Tous les souvenirs sont des cauchemars nous dit ce sombre et déchirant roman. Les mauvais parce qu’ils ramènent à des moments de peine et de malheur, les bons parce qu’ils rappellent les moments heureux, fatalement perdus. La dimension mémorielle de ce texte, cette bataille intérieure que mène le psychiatre contre ses propres souvenirs et son désespoir, António Lobo Antunes l’orchestre avec une rage froide et dévastatrice. Mémoire d’éléphant est une plongée brutale dans les abysses d’une époque marquée par la violence de l’Histoire et la lumière d’un amour fou, une autopsie littéraire qui cherche à exposer ce que l’on tente d’ensevelir sous les conventions les plus insupportables. C’est la tragédie dans son effroyable scansion temporelle, sans retour possible.

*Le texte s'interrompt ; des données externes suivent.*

Issue #3221, opened 2022-11-29
[BUG] Upgrade from v1.1.0 to v1.1.1 stuck in ErrApplied with harvester-longhorn StorageClass


guangbochen:
**Describe the bug**
Upgrade from v1.1.0 to v1.1.1 stuck in ErrApplied with harvester-longhorn StorageClass
```
bundleState: ErrApplied
      message: 'cannot patch "harvester-longhorn" with kind StorageClass: admission
        webhook "validator.harvesterhci.io" denied the request: default storage class
        %!s(MISSING) already exists, please reset it first'
```

**To Reproduce**
1. Create a new storageClass via the `Advanced` tab and set it as the default one.
2. Upgrade existing v1.1.0 cluster to v1.1.1.
3. The upgrade is stuck in `Upgrading System Service` with 50% status.
4. Check the upgrade yaml via  `$ks get upgrades.harvesterhci.io hvst-upgrade-d54pm -oyaml` and it was stuck with `Current version: 1.1.1, Current state: ErrApplied, Current generation: 9`
5. Check the Harvester management chart `$ks get managedcharts -n fleet-local harvester -oyaml | less` and it was stuck with the above StorageClass webhook denied error.

**Expected behavior**
The upgrade should be continued successfully with other configured default storage class.

**Support bundle**

**Environment**
 - Harvester ISO version: v1.1.0
 - Underlying Infrastructure (e.g. Baremetal with Dell PowerEdge R630): Baremental

**Additional context**

guangbochen:
Workaround:
1. go to the `Advanced` > `Storage Classes` page
2. set the `harvester-longhorn` as the default storage class first.

bk201:
Prefer to test this after https://github.com/harvester/harvester-installer/pull/387 is merged. Thanks!

bk201:
Test plans:
## case 1
- Upgrade from v1.0.3 to master and check storage class:
```
$ kubectl get sc
NAME                           PROVISIONER          RECLAIMPOLICY   VOLUMEBINDINGMODE   ALLOWVOLUMEEXPANSION   AGE
harvester-longhorn (default)   driver.longhorn.io   Delete          Immediate           true                   37s
longhorn                       driver.longhorn.io   Delete          Immediate           true                   37s
```
A new `harvester-longhorn` storage class is created as the default storage class, and the `longhorn` storage class still exists.

## case 2
- Create a new v1.1.0 cluster.
[...]

PR #3225, opened 2022-11-30
fix storage class issue when upgrading

chrisho:

**Problem:**
#3221 

**Solution:**
Add validation sc to the upgrade_harvester function in upgrade_manifest.sh

**Related Issue:**
#3221 

**Test plan:**
#3221

### DIFF
--- a/deploy/charts/harvester/values.yaml
+++ b/deploy/charts/harvester/values.yaml
@@ -330,6 +330,12 @@ jobs:
             cpu: 250m
             memory: 128Mi
 
+storageClass:
+  ## Specify the default Storage Class of harvester-longhorn.
+  ## Will be set "false" when upgrading for existing default Storage Class.
+  ## defaults to "true".
+  defaultStorageClass: true
+
 harvester-network-controller:
   ## Specify to install harvester network controller,
   ## defaults to "false".
--- a/package/upgrade/upgrade_manifests.sh
+++ b/package/upgrade/upgrade_manifests.sh
@@ -394,6 +394,12 @@ EOF
 
   upgrade_managed_chart_from_version $UPGRADE_PREVIOUS_VERSION harvester harvester.yaml
   NEW_VERSION=$REPO_HARVESTER_CHART_VERSION yq e '.spec.version = strenv(NEW_VERSION)' harvester.yaml -i
+
+  local sc=$(kubectl get sc -o json | jq '.items[] | select(.metadata.annotations."storageclass.kubernetes.io/is-default-class" == "true" and .metadata.name != "harvester-longhorn")')
+  if [ -n "$sc" ] && [ "$UPGRADE_PREVIOUS_VERSION" != "v1.0.3" ]; then
+      yq e '.spec.values.storageClass.defaultStorageClass = false' -i harvester.yaml
+  fi
+
   kubectl apply -f ./harvester.yaml
 
   pause_managed_chart harvester "false"
--- a/deploy/charts/harvester/templates/harvester-storageclass.yaml
+++ b/deploy/charts/harvester/templates/harvester-storageclass.yaml
@@ -4,8 +4,10 @@ kind: StorageClass
 apiVersion: storage.k8s.io/v1
 metadata:
   name: harvester-longhorn
+{{- if .Values.storageClass.defaultStorageClass }}
   annotations:
     storageclass.kubernetes.io/is-default-class: "true"
+{{- end }}
 provisioner: driver.longhorn.io
 allowVolumeExpansion: true
 reclaimPolicy: "{{ .Values.longhorn.persistence.reclaimPolicy }}"


package/upgrade/upgrade_manifests.sh
```diff
@@ -405,6 +415,21 @@ EOF
   wait_kubevirt harvester-system kubevirt $REPO_KUBEVIRT_VERSION
 }
 
+check_has_harvester_longhorn_sc() {
```
Vicente-Cheng: Are the following two functions not used?

package/upgrade/upgrade_manifests.sh
```diff
@@ -394,6 +394,16 @@ EOF
 
   upgrade_managed_chart_from_version $UPGRADE_PREVIOUS_VERSION harvester harvester.yaml
   NEW_VERSION=$REPO_HARVESTER_CHART_VERSION yq e '.spec.version = strenv(NEW_VERSION)' harvester.yaml -i
+
+  if [ "$UPGRADE_PREVIOUS_VERSION" == "v1.0.3" ]; then
+    yq e '.spec.values.longhorn.createStorageClass = true' -i harvester.yaml
+  fi
+
+  local sc=$(kubectl get sc -o json | jq '.items[] | select(.metadata.annotations."storageclass.kubernetes.io/is-default-class" == "true")')
```
Vicente-Cheng: Do we only check any `is-default-class`?
Or do we also need to check the `default` SC is not `harvester-longhorn`?

package/upgrade/upgrade_manifests.sh
chrisho: The next commit will remove.

package/upgrade/upgrade_manifests.sh
chrisho: > Do we only check any `is-default-class`? Or do we also need to check the `default` SC is not `harvester-longhorn`?

please wait, I will rewrite it in the next commit.

deploy/charts/harvester/values.yaml
```diff
@@ -394,6 +394,8 @@ longhorn:
     ## Specify the concurrent automatic engine upgrade per node limit
     concurrentAutomaticEngineUpgradePerNodeLimit: 3
 
+  defaultStorageClass: true
```
bk201: Putting a value under `.longhorn` generally means we want to pass the variable to the Longhorn dependency chart. Since the variable is used in the Harvester chart, perhaps moving it to the upper level?

package/upgrade/upgrade_manifests.sh
```diff
@@ -394,6 +394,12 @@ EOF
 
   upgrade_managed_chart_from_version $UPGRADE_PREVIOUS_VERSION harvester harvester.yaml
   NEW_VERSION=$REPO_HARVESTER_CHART_VERSION yq e '.spec.version = strenv(NEW_VERSION)' harvester.yaml -i
+
+  local sc=$(kubectl get sc -o json | jq '.items[] | select(.metadata.annotations."storageclass.kubernetes.io/is-default-class" == "true" and .metadata.name != "harvester-longhorn")')
+  if [ -n "$sc" and "$UPGRADE_PREVIOUS_VERSION" != "v1.0.3" ]; then
```
bk201:
```suggestion
  if [ -n "$sc" -a "$UPGRADE_PREVIOUS_VERSION" != "v1.0.3" ]; then
```
`and` is not a bash operator.

bk201:
@chrisho CodeFactor's suggestion is better. Let's try it. Thanks!

bk201 (approved):
LGTM

Vicente-Cheng (approved):
update with the following SC (v1.1.0 environment):
```
NAME                           PROVISIONER          RECLAIMPOLICY   VOLUMEBINDINGMODE   ALLOWVOLUMEEXPANSION   AGE
harvester-longhorn             driver.longhorn.io   Delete          Immediate           true                   9h
longhorn                       driver.longhorn.io   Delete          Immediate           true                   9h
longhorn-harvester-iso-qvr9k   driver.longhorn.io   Delete          Immediate           true                   16s
longhorn-ubuntu2004            driver.longhorn.io   Delete          Immediate           true                   159m
upgrade-breaker (default)      driver.longhorn.io   Delete          Immediate           true                   159m
```
And the upgrade was completed.

LGTM, thanks!

guangbochen (approved):
LGTM and verified that upgrade from v1.1.0 to v1.1.1-head works, @chrisho can you please help to squash the commit, thanks.

starbops (approved):
Tested upgrade from v1.1.0 to master-head successfully. LGTM, thanks!

```
$ k get sc
NAME                           PROVISIONER          RECLAIMPOLICY   VOLUMEBINDINGMODE   ALLOWVOLUMEEXPANSION
harvester-longhorn             driver.longhorn.io   Delete          Immediate           true
longhorn                       driver.longhorn.io   Delete          Immediate           true
longhorn-harvester-iso-fpd8g   driver.longhorn.io   Delete          Immediate           true
test (default)                 driver.longhorn.io   Delete          Immediate           true
```

```
$ k -n fleet-local get managedcharts harvester -o yaml | yq '.spec.values | with_entries(select(.key | test("storageClass")))'
storageClass:
  defaultStorageClass: false
```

Ensuite le psychiatre se souvint de La Mouette et de la profonde impression que la lecture de la pièce lui avait causée, des personnages apparemment suaves, à la dérive dans un décor apparemment suave et gai (Tchékhov se considérait sincèrement comme un auteur de comédies), mais chargé de la terrifiante angoisse de la vie que seul peut-être Fitzgerald avait su plus tard retrouver et qui surgit, par moments, dans le saxophone de Charlie Parker, nous crucifiant tout à coup en un solo désespéré qui résume toute l’innocence et la souffrance du monde dans le souffle lancinant d’une note. Alors le médecin pensa : cette mouette c’est moi, et celui qui se fuit lui-même c’est moi aussi. Et je n’ai même pas le courage nécessaire pour faire demi-tour et pour me venir en aide.
Et l’écriture obsessionnelle d’António Lobo Antunes qui enserre le flot de la douleur, est à la fois l’outil et la prison du désespoir humain. Mémoire d’éléphant annonçait, en 1979, la naissance du plus grand écrivain européen encore vivant.